Prior research has indicated that performing displacement calculations with a low camera acquisition frame rate or excessively large displacement, resulting in significant inter-frame displacement, may impede the efficacy of the digital image correlation (DIC) algorithm. In such cases, the algorithm may require prolonged calculation times or fail to achieve accurate results. To expand the range of displacement recognition within traditional DIC algorithms, the prevalent approach is to broaden the search area of the entire pixel search algorithm. However, this course of action entails a rapid escalation in computational complexity and memory footprint. Addressing these challenges, this study proposed a new displacement measurement method based on the digital image processing (DIP) algorithm and validates it through experimentation.

In this paper, a comparative study on the accuracy of structural displacement testing based on edge detection and DIC is conducted to verify the feasibility of edge detection-based algorithms in practical engineering applications.
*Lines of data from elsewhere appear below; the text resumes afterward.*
PR #1135, opened 2016-07-15
Fix the @here notification for Slack

andreionut:
/cc @zendesk/samson

### Tasks
 - [ ] :+1: from team

### Risks
- Level: Low

### DIFF
--- a/plugins/slack_webhooks/app/models/slack_webhook_notification.rb
+++ b/plugins/slack_webhooks/app/models/slack_webhook_notification.rb
@@ -17,7 +17,8 @@ class SlackWebhookNotification
 
   def default_buddy_request_message
     project = @deploy.project
-    ":pray: @here _#{@deploy.user.name}_ is requesting approval" \
+    # https://api.slack.com/docs/message-formatting
+    ":pray: <!here> _#{@deploy.user.name}_ is requesting approval" \
       " to deploy #{project.name} *#{@deploy.reference}* to #{@deploy.stage.name}.\n"\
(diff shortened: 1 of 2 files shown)


grosser:
👍 weird ...

andreionut:
what's weird?

grosser:
that it's not @here ... but some strange html syntax

andreionut:
`slackml`

plugins/slack_webhooks/app/models/slack_webhook_notification.rb
```diff
@@ -17,7 +17,8 @@ def buddy_request(message)
 
   def default_buddy_request_message
     project = @deploy.project
-    ":pray: @here _#{@deploy.user.name}_ is requesting approval" \
+    # https://api.slack.com/docs/message-formatting
+    ":pray: <!here> _#{@deploy.user.name}_ is requesting approval" \
```
zehua: This does not seem to work on the Slack desktop client. It is showing verbatim `<!here>`. Might be due to html encoding of `<` `>`.

grosser: can you fix it ?

zehua: I attempted to format the the deploy url nicely with proper slack message formatting but failed due to the same issue. I could give it a second try. :)

andreionut:
Proper fix is in here: https://github.com/zendesk/samson/pull/1208

PR #1137, opened 2016-07-19
Irwaters/paas 268

irwaters:
re-factor the vault client so that it can use a token or a cert/key-pair.  also change it so that it can consume a config file.  this is required so that we can have multile vault servers each with their own configs/tokens/certs etc.

* Remember to add unit tests

/cc @zendesk/samson

### Tasks
 - [ ] :+1: from team

### References
 - Jira link:
https://zendesk.atlassian.net/browse/PAAS-268
### Risks
Low

### DIFF
--- a/config/initializers/vault.rb
+++ b/config/initializers/vault.rb
@@ -15,7 +15,7 @@ if ENV["SECRET_STORAGE_BACKEND"] == "SecretStorage::HashicorpVault"
 
     def initialize
       return if Rails.env.test?
-      config_valid?
+      ensure_config_exists
       # since we have a bunch of servers, don't use the client singlton to
       # talk to them
       # as we configure each client, check to see if the config has a token in it,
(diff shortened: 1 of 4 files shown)


plugins/kubernetes/test/test_helper.rb
```diff
@@ -64,6 +66,12 @@ def to_h
       instance_values.symbolize_keys
     end
   end
+
+  private
+
+  def config_valid?
+    raise "vault.json is required for #{ENV["SECRET_STORAGE_BACKEND"]}" unless File.exist?("vault.json")
```
grosser: use CONFIG_PATH here twice

plugins/kubernetes/test/test_helper.rb
```diff
@@ -64,6 +66,12 @@ def to_h
       instance_values.symbolize_keys
     end
   end
+
+  private
+
+  def config_valid?
```
grosser: not really a boolean method ... how about `def ensure_config_exists`

config/initializers/vault.rb
```diff
@@ -70,8 +81,14 @@ def self.auth_token(vault_server)
 
     private
 
+    def config_valid?
+      unless File.exist?(Rails.root.join(CONFIG_PATH))
+        raise "config/vault.json is required for #{ENV["SECRET_STORAGE_BACKEND"]}"
```
grosser: use CONFIG_PATH here to avoid repeating

grosser:
👍

plugins/kubernetes/test/test_helper.rb
```diff
@@ -64,6 +66,12 @@ def to_h
       instance_values.symbolize_keys
     end
   end
+
+  private
+
+  def ensure_config_exists
+    raise "vault.json is required for #{CONFIG_PATH}" unless File.exist?(CONFIG_PATH)
```
grosser: vault.json is required for vault.json ? :D

PR #1138, opened 2016-07-20
during a deploy we should blow up when a config is invalid instead of…

grosser:
@jonmoter @irwaters 

atm when a role config is invalid that role is silently not deployed ...

### DIFF
--- a/plugins/kubernetes/app/models/kubernetes/role.rb
+++ b/plugins/kubernetes/app/models/kubernetes/role.rb
@@ -123,11 +123,7 @@ module Kubernetes
         files = files.split("\n").grep(/\.(yml|yaml|json)$/).map { |f| "#{path}/#{f}" }
         files.map do |path|
           file_contents = project.repository.file_content path, git_ref
-          begin
-            Kubernetes::RoleConfigFile.new(file_contents, path)
-          rescue Samson::Hooks::UserError
-            nil
-          end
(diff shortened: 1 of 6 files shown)


plugins/kubernetes/app/models/kubernetes/role.rb
```diff
@@ -40,7 +40,7 @@ class Role < ActiveRecord::Base
 
     # create initial roles for a project by reading kubernetes/*{.yml,.yaml,json} files into roles
     def self.seed!(project, git_ref)
-      kubernetes_config_files_in_repo(project, git_ref).each do |config_file|
+      kubernetes_config_files_in_repo(project, git_ref, ignore_errors: true).each do |config_file|
```
irwaters: do we want to ignore errors here?

irwaters:
lgtm other than my inline quetsion.

👍

plugins/kubernetes/app/models/kubernetes/role.rb
grosser: while seeding we take what we can, users cannot deploy with missing roles anyway ...
but I guess we might as well show the error right there instead of letting you get into a weird state where you cannot deploy ...

grosser: updated

PR #1141, opened 2016-07-20
Remove undockerizable characters from image names

ben:
This is happening when I try to deploy my project using the ref `ben/my-feature`. Docker tags [cannot have slashes](https://docs.docker.com/engine/reference/commandline/tag/):

> A tag name may contain lowercase and uppercase characters, digits, underscores, periods and dashes. A tag name may not start with a period or a dash and may contain a maximum of 128 characters.

Happily, Rails’ `parameterize` function will produce results that fit these restrictions.

/cc @zendesk/samson

### Tasks
 - [ ] :+1: from team

### Risks
- Level: Low. This happens at build time, and should prevent certain classes of poorly-surfaced error.

### DIFF
--- a/plugins/docker_binary_builder/app/models/binary_builder.rb
+++ b/plugins/docker_binary_builder/app/models/binary_builder.rb
@@ -140,7 +140,7 @@ class BinaryBuilder
   end
 
   def image_name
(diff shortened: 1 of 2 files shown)


grosser:
👍

PR #1142, opened 2016-07-21
allow post/delete requests from the console

grosser:
@henders used this to debug macros issue

### DIFF
--- a/lib/samson/console_extensions.rb
+++ b/lib/samson/console_extensions.rb
@@ -12,6 +12,9 @@ module Samson
         define_method :login_user do |&block|
           block.call
         end
+
+        define_method :verify_authenticity_token do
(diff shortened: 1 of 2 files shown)


lib/samson/console_extensions.rb
```diff
@@ -12,6 +12,9 @@ def login(user)
         define_method :login_user do |&block|
           block.call
         end
+
+        define_method :verify_authenticity_token do
```
irwaters: should this be empty?

irwaters:
👍  other than inline comment.

lib/samson/console_extensions.rb
grosser: yes, it's a noop now

PR #1143, opened 2016-07-21
show errors on staging

grosser:
debugging staging


sandlerr:
is something eating errors before they make it to the log file?

grosser:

The structure of this article is shown in Figure 1. First, this paper briefly introduces the displacement test method based on the Canny operator and Zernike moment. Second, the target pattern with sub-pixel displacement is generated by computer simulation, and the displacement is calculated by applying DIC, Canny, and Zernike moment, respectively. Finally, the computational accuracy and computational efficiency of the algorithms are compared. Under laboratory conditions, this paper obtained accurate displacement results using a stepper displacement test system, and also applied the above three methods to process the stepper displacement images and compares them with the test results. In the end, this paper compared the structural displacement test results in a real bridge scenario with those of the conventional linear-displacement transducer.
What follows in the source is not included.